■ Task goal:
Would you return the lines between the one holding "This library uses" and the one holding "-1,40 +1,20 @@", inclusive, and only those, exactly as they stand in the listing below?

[Data section — start]

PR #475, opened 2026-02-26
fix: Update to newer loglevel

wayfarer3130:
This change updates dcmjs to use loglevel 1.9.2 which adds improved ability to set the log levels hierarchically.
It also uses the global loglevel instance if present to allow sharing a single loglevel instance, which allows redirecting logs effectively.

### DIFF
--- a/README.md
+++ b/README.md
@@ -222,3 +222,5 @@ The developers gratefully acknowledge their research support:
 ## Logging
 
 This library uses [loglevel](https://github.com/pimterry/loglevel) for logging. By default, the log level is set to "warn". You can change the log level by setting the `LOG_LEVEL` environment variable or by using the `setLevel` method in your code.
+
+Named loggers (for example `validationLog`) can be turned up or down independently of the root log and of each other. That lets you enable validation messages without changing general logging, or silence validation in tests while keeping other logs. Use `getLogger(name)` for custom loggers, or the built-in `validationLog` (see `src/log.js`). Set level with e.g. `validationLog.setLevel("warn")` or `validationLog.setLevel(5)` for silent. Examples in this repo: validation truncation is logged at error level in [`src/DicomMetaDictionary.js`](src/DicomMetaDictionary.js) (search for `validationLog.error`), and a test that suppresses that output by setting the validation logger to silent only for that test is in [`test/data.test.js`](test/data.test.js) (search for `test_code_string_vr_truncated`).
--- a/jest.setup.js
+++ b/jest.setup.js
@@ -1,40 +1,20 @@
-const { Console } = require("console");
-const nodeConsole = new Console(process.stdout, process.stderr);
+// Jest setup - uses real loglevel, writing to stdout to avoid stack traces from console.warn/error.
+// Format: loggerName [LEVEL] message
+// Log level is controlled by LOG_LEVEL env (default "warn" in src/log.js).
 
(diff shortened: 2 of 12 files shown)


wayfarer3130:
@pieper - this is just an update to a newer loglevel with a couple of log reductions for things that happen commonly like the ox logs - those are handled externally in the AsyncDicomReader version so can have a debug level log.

[Data section — finish]

■ Reply:
 This library uses [loglevel](https://github.com/pimterry/loglevel) for logging. By default, the log level is set to "warn". You can change the log level by setting the `LOG_LEVEL` environment variable or by using the `setLevel` method in your code.
+
+Named loggers (for example `validationLog`) can be turned up or down independently of the root log and of each other. That lets you enable validation messages without changing general logging, or silence validation in tests while keeping other logs. Use `getLogger(name)` for custom loggers, or the built-in `validationLog` (see `src/log.js`). Set level with e.g. `validationLog.setLevel("warn")` or `validationLog.setLevel(5)` for silent. Examples in this repo: validation truncation is logged at error level in [`src/DicomMetaDictionary.js`](src/DicomMetaDictionary.js) (search for `validationLog.error`), and a test that suppresses that output by setting the validation logger to silent only for that test is in [`test/data.test.js`](test/data.test.js) (search for `test_code_string_vr_truncated`).
--- a/jest.setup.js
+++ b/jest.setup.js
@@ -1,40 +1,20 @@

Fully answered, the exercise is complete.